I became deeply engrossed in this story from the very beginning. Although told in the third person, we are very much inside Alice’s head (call it third person limited, for which I like this explanation because of the example chosen!). Alice felt very much like a real, flawed-but-likeable person. I was occasionally exasperated with her choices: to fight with Lydia over her acting career, to fail to appreciate her, and to put off telling her husband about her diagnosis. But I always sympathized, and liked her throughout. I would like to spend a day or a week with this woman. In fact, in telling Husband about this story as I listened to it, I referred to her as my friend. This is not something I normally do with fictional characters.
I was deeply emotionally involved. If I was angry with Alice for not telling John she had Alzheimer’s right away, I was even angrier with John for his reaction, and his repeated failures to be supportive. I wanted to cry when they began considering their future. And I did cry, often, as the disease progressed and Alice’s family was – still flawed and imperfect, but earnest and effortful and loving in their handling of these events. I hope it’s not too much of a spoiler to say that I was charmed by the silver-lining aspect, where Alice’s relationship with Lydia grew stronger in this time of sickness. I pondered whether it was a bit too fictional-happy, to insert such a silver lining, and decided it wasn’t.
This is a sad story, certainly, and I cried more than a few times. (I finished this book in the gym, and it took great effort not to weep on the elliptical machine. What would people have thought?) But there is love, and hope, and strength; Alice keeps a certain dignity that made me love her more as she got sicker. I can see how this would be a painful read for someone whose own life has been affected by Alzheimer’s, but I’m inclined to think it might be worth the pain for the beauty it expresses.
If you’ve read the book or don’t care to, highlight the white text to read my spoiler-y discussion below; but if you intend to read this book, don’t.

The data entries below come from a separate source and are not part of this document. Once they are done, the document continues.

PR #240, opened 2019-04-16
BCDA-964/BCDA-958: Save CCLF8 data into database

embh:
### Fixes [BCDA-964](https://jira.cms.gov/browse/BCDA-964), [BCDA-958](https://jira.cms.gov/browse/BCDA-958)
The CLI has a proof of concept for reading CCLF8 files, but does not yet store the file metadata or contents.

### Proposed changes:
Create data model for CCLF8 file metadata and beneficiaries, and save to database as files are read.

### Change Details
* Creates two new data models and tables:
  * `CCLF8File` model - `cclf8_files` table
  * `CCLF8Beneficiary` - `cclf8_beneficiaries` table
* Saves file metadata, one row per file, into `cclf8_files`
* Saves beneficiary HICN and MBI, per row in file, into `cclf8_beneficiaries`

Note that the new tables currently stand alone, and our next steps for attribution will determine how they are used. We will likely need foreign key associations:
* `cclf8_files.aco_cms_id`-`acos.cms_id`
* `cclf8_beneficiaries.beneficiary_id`-`beneficiaries.id`

### Security Implications
This change allows the storage of beneficiary identifiers, HICN and MBI, found in CCLF8 files. ACO IDs and other metadata about the files are also stored.

### Acceptance Validation
`TestImportCCLF8()` in cli_test.go confirms that data can be read and imported from a sample CCLF8 file. The sample file used contains synthetic data.

### Feedback Requested
Any

### DIFF
--- a/bcda/cli.go
+++ b/bcda/cli.go
@@ -3,7 +3,6 @@ package main
 import (
 	"bufio"
 	"bytes"
-	"errors"
 	"fmt"
 	"os"
 	"path/filepath"
@@ -11,8 +10,10 @@ import (
 	"strconv"
 	"time"
 
+	"github.com/pkg/errors"
 	log "github.com/sirupsen/logrus"
 
+	"github.com/CMSgov/bcda-app/bcda/database"
 	"github.com/CMSgov/bcda-app/bcda/models"
 )
 
@@ -39,12 +40,13 @@ func createACO(name, cmsID string) (string, error) {
 }
 
 type cclfFileMetadata struct {
+	name      string
 	env       string
 	acoID     string
 	cclfNum   int
+	perfYear  int
 	timestamp time.Time
 	filePath  string
-	perfYear  int
 }
 
 type cclfFileValidator struct {
@@ -110,8 +112,15 @@ func importCCLF0(fileMetadata cclfFileMetadata) (map[string]cclfFileValidator, e
 }
 
 func importCCLF8(fileMetadata cclfFileMetadata) error {
+	fmt.Printf("Importing CCLF8 file %s...\n", fileMetadata.name)
+	log.Infof("Importing CCLF8 file %s...", fileMetadata.name)
+
+	if fileMetadata.filePath == "" {
+		return errors.New("file path must be provided")
+	}
+
 	if fileMetadata.cclfNum != 8 {
-		err := errors.New("invalid CCLF8 file number")
+		err := fmt.Errorf("expected CCLF file number 8, but was %d", fileMetadata.cclfNum)
 		log.Error(err)
 		return err
 	}
@@ -122,7 +131,21 @@ func importCCLF8(fileMetadata cclfFileMetadata) error {
 		return err
 	}
 
-	log.Infof("File contains %s data for ACO %s at %s.\n", fileMetadata.env, fileMetadata.acoID, fileMetadata.timestamp)
+	cclf8File := models.CCLFFile{
+		CCLFNum:         8,
+		Name:            fileMetadata.name,
+		ACOCMSID:        fileMetadata.acoID,
+		Timestamp:       fileMetadata.timestamp,
+		PerformanceYear: fileMetadata.perfYear,
+	}
+
+	db := database.GetGORMDbConnection()
+	defer database.Close(db)
+
+	err = db.Create(&cclf8File).Error
+	if err != nil {
+		return errors.Wrap(err, "could not create CCLF8 file record")
+	}
 
 	const (
 		mbiStart, mbiEnd   = 0, 11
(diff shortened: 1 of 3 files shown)


bcda/models/models.go
```diff
@@ -265,6 +270,32 @@ func AssignAlphaBeneficiaries(db *gorm.DB, aco ACO, acoSize string) error {
 	return db.Exec(s).Error
 }
 
+type CCLF8File struct {
```
knollfear: Is there any reason to make this specifically CCLF8 files?  If we used the CCLFMetaData struct defined in CLI.go (with minor changes) we could store CCLF8 and 9 files in here with minimal effort.

bcda/models/models.go
```diff
@@ -265,6 +270,32 @@ func AssignAlphaBeneficiaries(db *gorm.DB, aco ACO, acoSize string) error {
...
+
+func (*CCLF8File) TableName() string {
+	return "cclf8_files"
+}
+
+// "The MBI has 11 characters, like the Health Insurance Claim Number (HICN), which can have up to 11."
+// https://www.cms.gov/Medicare/New-Medicare-Card/Understanding-the-MBI-with-Format.pdf
+type CCLF8Beneficiary struct {
+	gorm.Model
+	FileID        uint
```
knollfear: I think this is a "belongs to" relationship and should have this format:
File CCLF8File (or CCLFMetadata)
FileID uint

bcda/models/models.go
```diff
@@ -265,6 +270,32 @@ func AssignAlphaBeneficiaries(db *gorm.DB, aco ACO, acoSize string) error {
 	return db.Exec(s).Error
 }
 
+type CCLF8File struct {
+	gorm.Model
+	Name            string
```
knollfear:
```suggestion
	Name            string `gorm:"not null;unique"`
```
This should always exist and will be unique.  If it isn't we have a duplicate import and should throw an error probably.

bcda/models/models.go
embh: Good idea. Since this applies to CCLF9 also, @tbellj, any thoughts? Do you want to do that in your PR first?

bcda/models/models.go
embh: The beneficiaries do belong to a file, but I don't know that it's necessary to make a relationship to that type here just yet, before we know how we're using these models. Would having the file as a field of `CCLF8Beneficiary` impact the database tables or constraints? There is a foreign key for `cclf8_beneficiaries.file_id` to `cclf8_files.id`.

bcda/cli.go
```diff
@@ -117,34 +148,41 @@ func importCCLF9(fileMetadata cclfFileMetadata) error {
...
-	t, err := time.Parse("D060102.T150405", filenameDate)
-	if err != nil || t.IsZero() {
-		return metadata, fmt.Errorf("failed to parse date '%s' from filename", filenameDate)
+	cclfNum, err := strconv.Atoi(filenameMatches[3])
+	if err != nil {
+		return metadata, err
 	}
 
-	cclfNum, err := strconv.Atoi(filenameMatches[3])
+	perfYear, err := strconv.Atoi(filenameMatches[4])
```
tbellj: does this return just the year or the entire date string D190417?

embh: It grabs the two digits from the `Y**` part of the filename, so for 2019 files it would get just `19`.

bcda/models/models.go
knollfear: I think we need both.  I haven't done it in practice, but I think it would let us do this

db.Model(&user).Related(&profile)
from http://doc.gorm.io/associations.html
or this:
// Query - Find out all related associations
db.Model(&user).Association("Languages").Find(&languages)
from http://doc.gorm.io/associations.html#association-mode

Maybe we can just add it in when the need arises though.

bcda/models/models.go
tbellj: hrmmm now thinking after seeing these new changes that it'll make more sense if the cclf0 validation pr got merged first. This is a lot more changes since the last time I looked at it :)

embh: Kept `cclfMetadata` as a separate struct, but made a shared `CCLFFile` model for 8 and 9.

bcda/cli_test.go
```diff
@@ -167,17 +167,67 @@ func (s *CLITestSuite) TestValidate() {
...
+	assert := assert.New(s.T())
 
 	metadata.cclfNum = 9
+	metadata.filePath = "../shared_files/cclf/T.A0001.ACO.ZC8Y18.D181120.T1000009"
+	err := importCCLF8(metadata)
+	assert.NotNil(err)
+	assert.EqualError(err, "expected CCLF file number 8, but was 9")
+
+	metadata.cclfNum = 8
+	metadata.filePath = ""
```
tbellj: metadata.filePath="", is this a real use case?

embh: Shouldn't happen, but we have error handling on it, so wanted to demonstrate that it's functioning.

tbellj: yep makes sense. I ended up removing the error handling for that from my code and replaced it with the empty struct check instead.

I was saddened by Alice’s decision to plan her suicide, but I respected it. When she got so sick that she couldn’t execute her own plans, I found that sadder still. I wondered a little at Genova’s decision to end the story the way she did, with Alice fading into gray; I would have liked to know her final fate, when and how she died, whether John moved her to a place she never wanted to be (a “home,” or New York), but I think this way was for the best. That fade-to-gray is probably most like the end of Alice’s own understanding of things – most like Alzheimer’s disease.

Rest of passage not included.